Mets Articles

Mets Bullpen in Shambles

After Tim Byrdak’s inability to close out Tuesday’s horrendous game in Washington, now the Mets do not have a single reliever who is capable of getting three outs. It is a sad state of affairs that threatens to ruin what could have been a magical season.

Josh Thole comforts Tim Byrdak after Tuesday's brutal outing
Josh Thole comforts Tim Byrdak after Tuesday's brutal outing

Byrdak was supposed to be one of the good ones, yet when you look more closely at his statistics, it appears he is just like the rest of his bullpen mates. He has walked 17 batters in 24.1 innings. That is a lot of walks. Byrdak is strictly a lefty specialist who should never pitch to a righty. Left handed hitters have a .250 on-base percentage against him, as compared to .457 for right handed hitters.

But of course Byrdak is just the best of a bad bunch. Bobby Parnell doesn’t walk many batters — eight in 36.2 innings. But he’s given up 40 hits, and it seems like all of them have come in crucial situations. A 100 mph fastball is great, but any major leaguer can catch up to such a pitch if it has no movement. Parnell has proven once again that he is not a closer and is suited to non-pressure situations.
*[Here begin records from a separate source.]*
PR #19, opened 2019-08-24
Bug 1745192: configure builds to use mirrors in disconnected enivronments

gabemontero:
@openshift/openshift-team-developer-experience @bparees @nalind @mtrmac 

/assign @adambkaplan 
/assign @nalind 
/assign @mtrmac 

initially marked as WIP because I'm a little unclear on how to fully migrate the build controller's existing representation of `registries.conf` to use the V2 `registries.conf` format, but I have enough in place I believe to solicit feedback/guidance

Ultimately I'll re-enable / add more unit tests once that migration/mapping is sorted out


gabemontero:
Hmm ... doesn't like my combination of WIP and Bug ....

/hold

pkg/build/controller/build/build_controller.go
```diff
@@ -124,6 +127,25 @@ type registries struct {
 
 type tomlConfig struct {
 	Registries registries `toml:"registries"`
+}*/
+
+type endpoint struct {
```
mtrmac: Why not import the actual types from GitHub.com/containers/image, now that they have been made public for MCO doing this?

pkg/build/controller/build/build_controller.go
```diff
@@ -1978,7 +2014,15 @@ func (bc *BuildController) readClusterImageConfig() []error {
 		bc.setAdditionalTrustedCAs(additionalCAs)
 	}
 
-	registriesTOML, regErr := bc.createBuildRegistriesConfigData(imageConfig)
+	imageContentSourcePolicy, err := bc.imageContentSourcePolicyLister.Get("cluster")
```
mtrmac: There may be many ICSP objects, including multiple ICSP objects specifying the same `mirror.Source` which need to be combined as documented.

pkg/build/controller/build/build_controller.go
```diff
@@ -2023,25 +2067,41 @@ func (bc *BuildController) getAdditionalTrustedCAData(config *configv1.Image) (m
 	return additionalCA.Data, nil
 }
 
-func (bc *BuildController) createBuildRegistriesConfigData(config *configv1.Image) (string, error) {
+func (bc *BuildController) createBuildRegistriesConfigData(config *configv1.Image, policy *operatorv1alpha1.ImageContentSourcePolicy) (string, error) {
 	registriesConfig := config.Spec.RegistrySources
-	if len(registriesConfig.InsecureRegistries) == 0 {
+	if len(registriesConfig.InsecureRegistries) == 0 && (policy == nil || len(policy.Spec.RepositoryDigestMirrors) == 0) {
```
mtrmac: I can’t see how not building the configuration is correct, if the code below sets `docker.io` in the search path.

pkg/build/controller/build/build_controller.go
```diff
@@ -2023,25 +2067,41 @@ func (bc *BuildController) getAdditionalTrustedCAData(config *configv1.Image) (m
...
+	mirrors := []operatorv1alpha1.RepositoryDigestMirrors{}
+	if policy != nil {
+		mirrors = policy.Spec.RepositoryDigestMirrors
+	}
+	regs := []registry{}
+	defaultReg := registry{}
+	// docker.io must be the only entry in the registry search list
+	// See https://github.com/openshift/builder/pull/40
+	defaultReg.Location = "docker.io"
+	regs = append(regs, defaultReg)
```
mtrmac: The search list has an explicit field in the configuration; this is not that.

pkg/build/controller/build/build_controller.go
```diff
@@ -2023,25 +2067,41 @@ func (bc *BuildController) getAdditionalTrustedCAData(config *configv1.Image) (m
...
+	for _, regStr := range registriesConfig.InsecureRegistries {
+		reg := registry{}
+		reg.Location = regStr
+		reg.Insecure = true
+		regs = append(regs, reg)
+	}
+	for _, mirror := range mirrors {
+		reg := registry{}
+		reg.Prefix = mirror.Source
```
mtrmac: Not setting `Location` is an invalid config.

pkg/build/controller/build/build_controller.go
```diff
@@ -2023,25 +2067,41 @@ func (bc *BuildController) getAdditionalTrustedCAData(config *configv1.Image) (m
...
+		reg.Mirrors = []endpoint{}
```
mtrmac: `reg` is not used/appended anywhere?

In addition, the configuration in `registries.conf` must not contain an entry for the same `Location` twice, so merely appending does not work.

pkg/build/controller/build/build_controller_test.go
```diff
@@ -1555,14 +1558,20 @@ func TestHandleControllerConfig(t *testing.T) {
 				t.Errorf("unexpected error decoding registries config: %v", err)
```
mtrmac: I would also strongly recommend a test using the actual parser in c/image:
```go
_, err = sysregistriesv2.GetRegistries(&types.SystemContext{
	SystemRegistriesConfPath: temporaryFileWithTheGeneratedContents,
})
// err must be nil
```

pkg/build/controller/build/build_controller.go
gabemontero: Yep I looked into that but that would require a vendor/deps bump, and the github.com/containers/image vendored into this repo does not have those setting yet.

I did not want to take that on yet with a WIP / is this even the right path sort of initial change.

I should have left a TODO explaining all that.  I'll do so on the next bump.

pkg/build/controller/build/build_controller.go
gabemontero: Interesting ... @adambkaplan 's https://bugzilla.redhat.com/show_bug.cgi?id=1745192#c1 implied there would be a cluster wide object.

We'll need to reconcile that.  But yeah, if there are many vs. a singleton, that will impact the controller's informer flow, with separate event handlers for the ICSP objects, and probably a separate queue as well.

pkg/build/controller/build/build_controller.go
gabemontero: Yeah ... following the previous logic.  I'll have to defer to @bparees or @adambkaplan on the history / rationale here.

gabemontero:
@mtrmac it seems to me that the https://github.com/openshift/machine-config-operator/blob/cfb78728a6e985fc40a3ef318ba1de359de17a6d/pkg/controller/container-runtime-config/helpers.go#L321 code should be moved to https://github.com/openshift/library-go to facilitate the openshift conventions around sharing utilities like this.  In general we don't want the openshift ocm-o depending on the mco.  Certainly it could be added to library-go first, and then the mco could be subsequently changed to leverage it.

pkg/build/controller/build/build_controller.go
gabemontero: Of course the switch to https://github.com/openshift/machine-config-operator/blob/cfb78728a6e985fc40a3ef318ba1de359de17a6d/pkg/controller/container-runtime-config/helpers.go#L321 might mitigate that ... I see it is using toml

pkg/build/controller/build/build_controller.go
gabemontero: I'm exploring the MCO now using `updateRegistriesConfig` as a starting point to fully see how it fetches and munges the imageconfig and icsp's  .... based on what I'm seeing so far, don't think I'll have to divert from the current controller informer flow like I said yesterday.

gabemontero:
OK, while certainly not complete from a coding or unit-test perspective, and some specific questions noted with TODO in the implementation, I've updated the PR to hopefully progress the evaluation and discovery of next steps.

In particular:
- I'm pulling in containers/image, and leverage the systemregistries type directly
- I've copied a variety of MCO logic directly into build controller (don't want to vendor in the MCO, at least not yet ... especially if we can move some logic to library-go, especially once the TODO's are resolved) per @mtrmac 's initial pointer

pkg/build/controller/build/build_controller.go
```diff
@@ -1978,7 +2000,15 @@ func (bc *BuildController) readClusterImageConfig() []error {
 		bc.setAdditionalTrustedCAs(additionalCAs)
 	}
 
-	registriesTOML, regErr := bc.createBuildRegistriesConfigData(imageConfig)
+	imageContentSourcePolicies, err := bc.imageContentSourcePolicyLister.List(labels.Everything())
+	if err != nil && !errors.IsNotFound(err) {
+		if !errors.IsNotFound(err) {
```
mtrmac: This is going to be always true AFAICS

pkg/build/controller/build/build_controller.go
```diff
@@ -2023,36 +2053,168 @@ func (bc *BuildController) getAdditionalTrustedCAData(config *configv1.Image) (m
...
+	insecureRegs := []string{}
+	if config != nil {
+		insecureRegs = config.Spec.RegistrySources.InsecureRegistries
+		blockedRegs = config.Spec.RegistrySources.BlockedRegistries
+	}
+
+	//TODO the MCO code factors in the registry used for the install payload from the CVO,
+	//but seems perhaps unnecessary for builds ... in general, getting the mco and cvo objs
+	//was not a req articulated in the bug, but the `updateRegistriesConfig` I got pointed
+	//to needs data from those sources ... would rather avoid pulling those in if possible
```
mtrmac: Is this referring to `getValidRegistries` making it impossible to block `ClusterVersionStatus.Desired.Image`?

If so, I agree that this check does not need to be performed. MCO checks for that so that it’s not possible to break the cluster by setting the cluster-wide blocked registries configuration, which would be disastrous; an ordinary user breaking a single build by configuring it with too strict registry block is local and easily remedied.

pkg/build/controller/build/build_controller.go
```diff
@@ -2023,36 +2053,168 @@ func (bc *BuildController) getAdditionalTrustedCAData(config *configv1.Image) (m
...
-			Search: registryList{
-				Registries: []string{"docker.io"},
-			},
-			Insecure: registryList{
-				Registries: registriesConfig.InsecureRegistries,
-			},
-		},
+	//TODO do not know how to reconcile this with the new type
+	// docker.io must be the only entry in the registry search list
+	// See https://github.com/openshift/builder/pull/40
```
mtrmac: Something like
```go
configObj.UnqualifiedSearchRegistries = []string{"docker.io"}
```

pkg/build/controller/build/build_controller.go
```diff
@@ -112,7 +119,7 @@ func (q *resourceTriggerQueue) Pop(key string) []string {
 	return resources
 }
 
-type registryList struct {
+/*type registryList struct {
```
mtrmac: Remove this instead of commenting out?

pkg/build/controller/build/build_controller.go
```diff
@@ -2023,36 +2053,167 @@ func (bc *BuildController) getAdditionalTrustedCAData(config *configv1.Image) (m
...
-			// See https://github.com/openshift/builder/pull/40
-			Search: registryList{
-				Registries: []string{"docker.io"},
-			},
-			Insecure: registryList{
-				Registries: registriesConfig.InsecureRegistries,
-			},
-		},
+
+	//TODO the MCO code factors in the registry used for the install payload from the CVO,
```
mtrmac: This is now resolved I think.

mtrmac:
> @mtrmac - on library-go, I revisited the README to make sure I understood what was involved and now remember the "high bar" warnings about what is required for inclusion.
> 
> If possible you might want to run the idea by the folks in the OWNERS file and see how amenable they would be before you go too far down this path.

In the meantime, I have created https://github.com/openshift/machine-config-operator/pull/1087 . Please check that the proposed API works well.

mtrmac:
In addition to the MCO PR linked above, I have also filed https://github.com/openshift/library-go/pull/513 for the library-go inclusion proposal.

mtrmac:
> Not sure why `verify-deps` fails in CI but passes for me locally .... looking into the `vendor/github.com/spf13/cobra/cobra/tpl` package it is complaining about ... the bump in container/images must somehow be messing with how this is vendored in ... might explore temporarily clearing out the vendor tree and then running `glide install ...` ... or maybe move things around in glide.yaml

The files it’s complaining about really exist upstream, and really are not included in the commit.

I’ve recently run into similar difficulties caused by a `.gitignore` in one of the vendor repos excluding some of the files — locally the output of `glide` contained both the `.gitignore` all of those ignored, but `git add` / `git commit -a` silently ignored them; they were available locally, so local checks passed for me, but they were not a part of the commit, and CI checks failed. That does not seem to be quite the situation here, just something to look into.

gabemontero:
clean test runs

mtrmac:
I’d still much prefer the code to exist in one place, but I’m not sure whether we can make that happen in time.

In the meantime, could you apply https://github.com/openshift/machine-config-operator/pull/1082 to this copy, please?

gabemontero:
at this point @mtrmac I'd rather see https://github.com/openshift/machine-config-operator/pull/1087  merge and I refactor towards that ... if the library-go attempt gets traction, we can pivot.

before we push on that though, let me revisit the "do we need this in 4.2" thread with the various parties I mentioned in your MCO PR and based on the results, go from there

gabemontero:
I've sent out an email to the interested parties to get a decision on the risk of merging https://github.com/openshift/machine-config-operator/pull/1087 for 4.2 and then basing this PR off of that

adambkaplan:
@gabemontero https://github.com/openshift/machine-config-operator/pull/1087 is now LGTM - we'll likely want to copy the code in with the same `registries` subpackage.

mtrmac:
Not copy, vendor in and call, please.

gabemontero:
OK MCO is vendored in, calling @mtrmac 's new API, and rebased on recent changes from @adambkaplan 

@adambkaplan bump / PTAL

glide.lock
```diff
@@ -14,18 +14,27 @@ imports:
...
 - name: github.com/certifi/gocertifi
   version: ee1a9a0726d2ae45f54118cac878c990d4016ded
+- name: github.com/containerd/continuity
+  version: 75bee3e2ccb6402e3a986ab8bd3b17003fc0fdec
+  subpackages:
+  - pathdriver
 - name: github.com/containers/image
-  version: 4bc6d24282b115f8b61a6d08470ed42ac7c91392
-  repo: https://github.com/openshift/containers-image.git
+  version: abf32c4ea589cb8e96bdca5a478dba68f11980e5
```
mtrmac: This is v2.0.0; please use at least v3.0.0.

pkg/build/controller/build/build_controller.go
```diff
@@ -2023,39 +2040,42 @@ func (bc *BuildController) getAdditionalTrustedCAData(config *configv1.Image) (m
...
-	if len(registriesConfig.InsecureRegistries) == 0 && len(registriesConfig.BlockedRegistries) == 0 {
+func (bc *BuildController) createBuildRegistriesConfigData(config *configv1.Image, policies []*operatorv1alpha1.ImageContentSourcePolicy) (string, error) {
+
+	blockedRegs := []string{}
+	insecureRegs := []string{}
+	if config != nil {
+		insecureRegs = config.Spec.RegistrySources.InsecureRegistries
+		blockedRegs = config.Spec.RegistrySources.BlockedRegistries
+	}
+	if len(insecureRegs) == 0 && len(blockedRegs) == 0 {
```
mtrmac: (I know I’ve pointed at this line before…) This will cause ICSP to be ignored (= disconnected not to work) if this branch is taken.

pkg/build/controller/build/build_controller.go
```diff
@@ -2023,39 +2040,42 @@ func (bc *BuildController) getAdditionalTrustedCAData(config *configv1.Image) (m
...
-	if len(configTOML) == 0 {
-		klog.V(4).Info("using default registry settings for builds")
+
+	var newData bytes.Buffer
+	encoder := toml.NewEncoder(&newData)
+	if err := encoder.Encode(configObj); err != nil {
+		return "", err
+	}
+
+	if len(newData.Bytes()) == 0 {
```
mtrmac: I can’t see how this can happen (at least the `UnqualifiedSearchRegistries` entry should be present), and anyway, the effect is the same as the default `return string(…)` below, apart from the log entries.

glide.lock
gabemontero: @mtrmac We don't specify a containers/image version in `glide.yaml`

This version in `glide.lock` comes from the versions we do specify, which in this case is machine-config-operator.

And if you look there:  https://github.com/openshift/machine-config-operator/blob/master/Gopkg.toml#L168-L170 and https://github.com/openshift/machine-config-operator/blob/release-4.2/Gopkg.toml

It specifies v2.0.0.0:

```
[[constraint]]
  name = "github.com/containers/image"
  version = "v2.0.0"
```

You want use to use v3.0.0.0, then update machine-config-operator accordingly and we can refresh our dependency once that is done.

I do not want to get into the business of specifying containers/image if we are not coding to it specifically.  And you'll need to give me a good, precise reason why we have to run at a different verison of that vs. machine-config-operator.

pkg/build/controller/build/build_controller.go
gabemontero: yes you did .... some stuff got lost in the various rebases ... will address in next push

gabemontero: I do know I had a version as some point that had ICSP factored in here

pkg/build/controller/build/build_controller.go
gabemontero: What if the `mco.EditRegistriesConfig` API we now call after a future dependency update decided to empty out our setting of the search registries ....

Leaving this debug in "just in case"

pkg/build/controller/build/build_controller.go
gabemontero: ok pushed the update for this ... now `if len(insecureRegs) == 0 && len(blockedRegs) == 0 && len(policies) == 0 {`

gabemontero:
ok update pushed for @mtrmac 's https://github.com/openshift/openshift-controller-manager/pull/19#discussion_r319996771

Rationales for not making adjustments for the other 2 posted.

@adambkaplan - PTAL in general as well as my rationale for @mtrmac 's other 2 comments 

My thought is to merge this as is if we are OK with the code changes, and handle an MCO bump to get a containers/image bump separately if needed after QE verification kicks in.

pkg/build/controller/build/build_controller.go
mtrmac: That’s a fair point — and there already is another code path with `return "", nil`, so even that is not exceptional.

glide.lock
gabemontero: @mtrmac and I talked offline in slack ... we've agreed to live with the current version of containers/image in this PR.

I'll queue up a separate discussion with @adambkaplan and @bparees the pros and cons for possible explicit citation of containers/image in the OCM repo as part of a subsequent change.

pkg/build/controller/build/build_controller.go
gabemontero: ok cool ... we'll leave this as is then - thanks

gabemontero:
and we have passing test @adambkaplan ... bump

pkg/build/controller/build/build_controller.go
```diff
@@ -2023,39 +2040,42 @@ func (bc *BuildController) getAdditionalTrustedCAData(config *configv1.Image) (m
...
+		klog.V(4).Info("using default insecure registry settings for builds")
 		return "", nil
 	}
 	klog.V(4).Info("overrode registry settings for builds")
-	klog.V(5).Infof("generated registries.conf for build pods: \n%s", string(configTOML))
-	return string(configTOML), nil
+	klog.V(0).Infof("generated registries.conf for build pods: \n%s", string(newData.Bytes()))
```
adambkaplan: I would not expect the full `registries.conf` file to be dumped into normal logs. Please revert to V(5)

pkg/build/controller/build/build_controller.go
```diff
@@ -2023,39 +2040,42 @@ func (bc *BuildController) getAdditionalTrustedCAData(config *configv1.Image) (m
...
-	}
 
-	configTOML, err := toml.Marshal(configObj)
+	configObj := sysregistriesv2.V2RegistriesConf{}
+	// docker.io must be the only entry in the registry search list
+	// See https://github.com/openshift/builder/pull/40
+	configObj.UnqualifiedSearchRegistries = []string{"docker.io"}
+	err := mco.EditRegistriesConfig(&configObj, insecureRegs, blockedRegs, policies)
 	if err != nil {
+		klog.V(4).Infof("MCO library had problem building registries config: %s", err.Error())
```
adambkaplan: Use a higher log level for an error - `V(0)`?

gabemontero:
On Wed, Sep 4, 2019 at 10:55 AM Adam Kaplan <notifications@github.com>
wrote:

> *@adambkaplan* requested changes on this pull request.
>
> @gabemontero <https://github.com/gabemontero> nits on log levels.
> otherwise looks good.
>
> For 4.3 I'd like to see us create a library-go-esque repo to help us
> generate the essential container runtime config files, since these are used
> across MCO, builds, and image stream import:
>
yeah Miloslav and I have talked about that for 4.3
 As his library-go PR did not get much traction

pkg/build/controller/build/build_controller.go
gabemontero: ah missed that as part of debug/dev ... thanks part of next push

pkg/build/controller/build/build_controller.go
gabemontero: sure switched to v0

gabemontero:
updates pushed @adambkaplan ...PTAL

The other holdover from last season, Miguel Batista, is basically useless. As a reliever he’s walked 21 batters in 25 innings. Add in the 24 hits he’s allowed, and that’s too many baserunners.

Sandy Alderson’s expensive, much heralded imports — Frank Francisco, Jon Rauch and Ramon Ramirez — have all been shaky at best. After a solid start Rauch now elicits the same anticipatory groans formerly reserved for such Mets bullpen stalwarts as Scott Schoeneweis and Guillermo Moto. Ramirez has been somewhat adequate and Francisco, now on the DL, has had his ups and downs, but even his successful saves are nail-biting experiences.

To make matters worse, none of the minor leaguers the Mets have been grooming has stepped up to do the job. Robert Carson, Elvin Ramirez and Jeremy Hefner have come and gone with little success, and now Josh Edgin is trying and failing to make a difference.

Is there help on the way? Certainly not from the minors, and Alderson has already said that he will not trade any substantial prospects for veteran bullpen help. Couple that with the Mets likely unwillingness to take on much salary, and why would anyone want to make a deal with Alderson?

If Huston Street or Jonathan Broxton can be had in exchange for low-level prospects and taking on their salaries, the Mets should do such trades in a heartbeat. I am against a reunion with Francisco Rodriguez at any cost; it is bound to end badly.

Alderson needs to do something with the bullpen — doing nothing is equal to throwing in the towel, which would not be fair to the fans or the rest of the team which has overcome so much and is still in a position to make a run at a Wild Card berth.